Waarschijnlijk was Joey aan het oefenen, wist hij niet zo goed wat hij er
mee aan moest. Woorden schieten wel vaker te kort als het speeksel de tong
te veel bevochtigd en dan krijg je zomaar een onsamenhangend betoog.
In de lijn van je groot verlangen is het dus niet onverstandig om je kop er
goed bij te houden. Voor je het weet bemoeit de Heilige Geest zich met je en
krijg je een spontane zweetlip. Dan ben je nog liever verdronken in eigen
naaktheid. Geloofd en geprezen valt de verplettering achteraf meestal wel
wat mee.
In het kleine museum van gevoelens zijn de haren vaak niet los, maar worden
zij bijeengehouden met een keurig strikje. De enige berg die een mens nog
bezit is die van Venus, al is het eigenlijk slechts een heuvel.

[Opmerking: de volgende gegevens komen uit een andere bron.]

PR #1212, opened 2016-07-21
Reorganize demo script config files; Add college demo scripts

Dantemss:
Currently testing this locally...


Dantemss:
I gzipped this up and ran it on tutor-demo btw.

PR #1217, opened 2016-07-28
SF bug fix + reliability improvements

jpslav:
Fixes one Salesforce stats update bug and adds several changes to make the update code less susceptible to oddities in the Salesforce data.

Suggest reviewing with `?w=0` appended to URL to eliminate whitespace changes (a large section was indented)

### DIFF
--- a/app/handlers/admin/courses_remove_salesforce.rb
+++ b/app/handlers/admin/courses_remove_salesforce.rb
@@ -31,7 +31,12 @@ class Admin::CoursesRemoveSalesforce
 
     # Get rid of all the attached records
     existing_ars.each do |existing_ar|
-      existing_ar.destroy
+      case existing_ar.attached_to_class_name
+      when 'Entity::Course'
+        existing_ar.destroy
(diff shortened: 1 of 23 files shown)


app/handlers/admin/courses_remove_salesforce.rb
```diff
@@ -29,18 +29,20 @@ def handle
...
     existing_ars.each do |existing_ar|
       existing_ar.destroy
       transfer_errors_from(existing_ar, {type: :verbatim}, true)
     end
 
-    # If that all went well, zero the stats on the SF object
-    sf_object.reset_stats
-    fatal_error(code: :could_not_clear_salesforce_stats) if !sf_object.save
+    # All have the same SF object, so just pull from one
+    sf_object = existing_ars.first.salesforce_object
```
Dantemss: Might be better to do this before destroying them to be safe?

jpslav: had it there but it worked below too, so I moved it to keep it together.  I think it is ok.

PR #1219, opened 2016-07-28
Restore period error message

Dantemss:
Return a proper error message (instead of a 500 error) if a deleted period being restored has a name that conflicts with another period


Dantemss:
You can merge this whenever, but an FE PR is required for a pretty error message. This will stop the emails, though :)

PR #1227, opened 2016-08-04
Dont blow up salesforce import if an OsAncillary has a null term_year

Dantemss:
This just returns nil instead which is fine for the comparison it is used in.


Dantemss:
Closing because Denver would rather be informed of this.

O mevrouw, ik zou hier vreselijk mooie dingen over kunnen uitwijden maar ik
doe het niet. Het zwart blijft verborgen onder het zwart. Hoogstens in een
enkele droom graast en raast zij hartstochtelijk.
O mevrouw, om u de waarheid te zeggen ik droom en kus de herinnering aan
die kussen.
Zoiets zou uit de mond van Joey kunnen komen.
Het waren meer verloren zuchten dan levende bewegingen.
Hij leeft in vergane tijd. Oude vlammen laaien niet.